Last week, the state of cellphone tracking became slightly more confusing. The U.S. Department of Justice announced that, except in emergency situations, federal agents would now seek warrants before using "Stingrays." Stingrays are devices that mimic cellphone towers and can pinpoint a phone’s physical location or record which number they’re calling.
For people who follow the issue closely, like the ACLU, the news was welcome if limited. But for many, it made the situation around cellphone surveillance even trickier than it was before. How many different ways can the government surveil cellphones? What can each method do? Here’s a primer.
If law enforcement wants to surveil your cellphone, they have two ways to do it. They can do it through a phone company; or they can do it directly, using a device like a Stingray.
Let’s talk about the first way. If the government goes through the phone company, they probably do it by seeking cell-site location information, or CSLI. CSLI is created whenever a cellphone talks to a cell tower: It’s a record of towers that a cellphone pinged, what direction the cellphone’s ping came from, and what time the ping came.
Police seek three different kinds of CSLI. The first is historical CSLI, when detectives ask for days, weeks, or months of this kind of location data from the past. This is an extremely common process: From January to June 2015, Verizon received more than 21,000 requests of this type. Right now, this kind of process doesn’t require a warrant in most jurisdictions. (The courts don’t completely agree on the law around this technology, though, so the Supreme Court could wind up weighing in on the issue soon.)
The second kind of CSLI is "prospective" or “real-time.” Law-enforcement agents might ask a mobile provider for a phone’s current location or its upcoming week of pings. They might also demand that the provider send a ping to the phone right now, generating its own record of CSLI. This type of search usually does require a warrant.
The third type of CSLI is called a "tower dump," and it works more like a dragnet. Authorities will ask a provider for all the CSLI from a tower or towers from a certain period, then comb through that looking for a common number. (They’d be investigating a question like: Which cellphone numbers were near this bank an hour before or after it was robbed?) Hanni Fakhoury, a senior staff attorney at the Electronic Frontier Foundation, told me there was very little case law on this kind of search, but that, in the one relevant court ruling he knew of, a warrant was not required.
With the second general method—surveilling a phone on their own—law enforcement appears to have fewer options. Officers might turn to a "Stingray"-like device: a physical antenna that pretends to be a cellphone tower and which can intercept a phone’s signals. Just by being nearby, Stingrays can pinpoint a phone’s physical location and even record the numbers it’s calling. Stingrays can’t access the content of a communication.

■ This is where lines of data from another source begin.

PR #559, opened 2025-05-31
Add echo-rust-server-nostd Benchmark

csegarragonz:


src/benchmarks/echo-rust-server-nostd/src/main.rs
```diff
@@ -0,0 +1,61 @@
...
+use ::syscall::{
+    sys::types::ssize_t,
+    unistd,
+};
+
+//==================================================================================================
+// Constants
+//==================================================================================================
+
+const MAX_REQUEST_SIZE: usize = 4096;
```
ppenna, line 24: Could you add a comment here to explain the rationale behind this magic value?

src/benchmarks/echo-rust-server-nostd/Cargo.toml
```diff
@@ -0,0 +1,33 @@
+# Copyright(c) The Maintainers of Nanvix.
+# Licensed under the MIT License.
+
+[package]
+name = "echo-rust-server-nostd"
+version.workspace = true
+license-file.workspace = true
+edition.workspace = true
```
ppenna: Could you make this Rust Edition 2024 (do not inhereit from workspace).

src/benchmarks/echo-rust-server-nostd/src/main.rs
csegarragonz: I just copied and pasted it from the `echo-rust-nostd` [benchmark](https://github.com/nanvix/nanvix/blob/dev/src/benchmarks/echo-rust-nostd/src/main.rs#L24), so I am not sure about the rationale.

If you can type the rationale here I will add it as a comment.

PR #573, opened 2025-06-06
[utils] Add `nanvix-bench` Utility

csegarragonz:
In this PR I introduce `nanvix-bench` a small benchmark script that we can use to benchmark some basic performance metrics for Nanvix.

Right now, the script supports three different benchmarks:

```bash
./bin/nanvix-bench.elf -benchmark [cold-start,warm-start,echo-breakdown]
```

The `cold-start` experiment supersedes `./scripts/benchmark.py`. We should be able to delete it, but I did not want to do it without approval. 

The `echo-breakdown` experiment breaks down the time a packet spends in different parts of the data-path by modifying message buffers in-place, and including a timestamp. I add a macro, `timestamp_message!` to abstract this functionality, gated behind the `timestamp-messages` feature flag. This means that to run the `echo-breakdown` benchmark you need to re-compile Nanvix with an additional flag:

```bash
make all RELEASE=yes LOG_LEVEL=panic TIMESTAMP_MSG=yes
```

The benchmarks are designed in a way that prevents them from being ran if Nanvix has been compiled with the wrong flags.

I am working on another benchmark, similar to `echo-breakdown` but without `linuxd`, but this PR is already big in itself, so happy to include it in a different PR.


ppenna (commented):
Can't we use https://doc.rust-lang.org/core/mem/macro.offset_of.html to automatically compute offsets?

src/daemons/linuxd/src/linuxd/mod.rs
```diff
@@ -711,6 +713,7 @@ impl<'a> LinuxDaemon<'a> {
                             }
                         }
                         // Push EoF message.
+                        #[cfg(not(feature = "timestamp-messages"))]
```
ppenna, line 720: You may want to add a comment here why this.

Issue #576, opened 2025-06-06
[tests] Thread Tests are Failing Non-Deterministically


ppenna:
## Description

The `nanvixd-thread-c` test is experiencing non-deterministic failures. We need to investigate the underlying cause and implement a fix.

## What We Know So Far

- The issue appears to occur in environments with a low number of CPU cores. While it cannot be reproduced locally, it consistently happens on the CI machine, which has only 2 cores.
- When the bug manifests, it causes the system execution to hang, eventually leading to test timeouts.
- The kernel consistently hangs at the same point: during the creation of the worker thread in the `pthread_cond_static_init()` test.
- ~The bug appears to happen only on debug builds.~ It happened in a release build (https://github.com/nanvix/nanvix/actions/runs/15643831521/job/44080087295, https://github.com/nanvix/nanvix/actions/runs/15883105934)
- The bug appears to happen only in the microvm.
- Bug can be reproduced by applying the following patch:
```
diff --git a/src/tests/thread-c/cond_static_init.c b/src/tests/thread-c/cond_static_init.c
index dbf81c91..6c8cef6a 100644
--- a/src/tests/thread-c/cond_static_init.c
+++ b/src/tests/thread-c/cond_static_init.c
@@ -41,6 +41,8 @@ static void *worker_thread(void *arg)
     // Check if worker argument matches the expected value.
     assert((size_t)arg == EXPECTED_WORKER_ARG);
 
+    sched_yield();
+
     // Wait for the main thread to signal the condition variable.
     assert(pthread_mutex_lock(&mutex) == 0);
     while (!initialized) {
```

## Logs

- [nanvix-v0.6.14-nanvixd-thread-c.elf.zip](https://github.com/user-attachments/files/20634708/nanvix-v0.6.14-nanvixd-thread-c.elf.zip)
- [nanvix-v0.6.16-nanvixd-thread-c.elf.zip](https://github.com/user-attachments/files/20639074/nanvix-v0.6.16-nanvixd-thread-c.elf.zip)
- [nanvix-v0.6.22-nanvixd-thread-c.elf.zip](https://github.com/user-attachments/files/20663087/nanvix-v0.6.22-nanvixd-thread-c.elf.zip)

ppenna:
Happened here: https://github.com/nanvix/nanvix/actions/runs/15883105934

PR #582, opened 2025-06-09
[ci] FIx slow and unintended behaviour of python-lint

csegarragonz:
In this PR I address two very annoying side-effects of the python-lint post-commit hook I introduced.

In the first commit I make the lint re-use a virtual environment, instead of creating a new one all the time. This should address the latency introduced at each commit.

In the second commit I refine the logic to check whether any files where modified by the lint, by only diffing on `*.py` files.

### DIFF
--- a/.githooks/post-commit
+++ b/.githooks/post-commit
@@ -7,6 +7,6 @@ set -euo pipefail
 
 make python-lint > /dev/null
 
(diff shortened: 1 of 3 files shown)


ppenna:
Issue https://github.com/nanvix/nanvix/issues/576 was triggered when running the CI.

Last week, the U.S. Department of Justice announced new limits on the federal government’s use of Stingrays. Chief among these is that, except in "rare" emergency circumstances, the feds will now seek a warrant before turning on a Stingray.
These new rules, however, don’t apply to state or local law enforcement. That’s a big deal. The American Civil Liberties Union believes that agencies in at least 21 states have access to Stingrays, including city police departments in California, Texas, Florida, New York, and Illinois. And last month, USA Today revealed that municipal use of Stingrays in cities like Baltimore was much more common than previously believed. (Earlier this year, a city official had revealed that the department used its Stingray more than one and a half times per day since 2007.)
Stingrays are expensive, costing between $100,000 and $400,000. There’s an affordable solution, though: In August, The Wall Street Journal reported that local departments were instead buying a kind of mini-Stingray, called "Jugulars" or “Wolfhounds.” These smaller, handheld devices only go for around $6,500. They don’t work exactly like the Stingrays do—instead of actively spamming an area with a stronger signal, mimicking a cellphone tower, they listen in on signals the cellphone is already sending—but they have many of the same capabilities.
When used at the state or local level, neither Stingrays nor Wolfhounds require a warrant.
Part of the problem of laying out all the government’s options for surveillance is that the government keeps its tools close to the chest. For many years, local departments declined to release information about Stingrays—sometimes even withdrawing evidence from a trial—because of non-disclosure agreements they had signed with the FBI and the Harris Corporation, the technology’s manufacturer.
"Now, USA Today can run a big story on Stingrays and people can say, ‘oh yeah, we’ve been talking about this for two years,’ but [law enforcement has] actually been using it for ten," said Fakhoury.
There are a few other ways that law enforcement could learn a phone’s location, he said, though they’re considered more unusual. With a provider’s help (and a warrant), officers could remotely activate a phone’s GPS. They could even send malware to a device and get it to do "all sorts of crazy stuff," he said.
And the last surveillance method would circumvent both the mobile device and the mobile provider: Authorities could demand a certain user’s recent IP address from a website or social-media platform like Facebook or Google. Since wifi IP addresses can contain a user’s location or even street address, that would reveal someone’s location. The legal mechanism there, thankfully, is somewhat better established, and if the government came knocking on a tech company’s proverbial portal, they would probably do it with a warrant or a subpoena.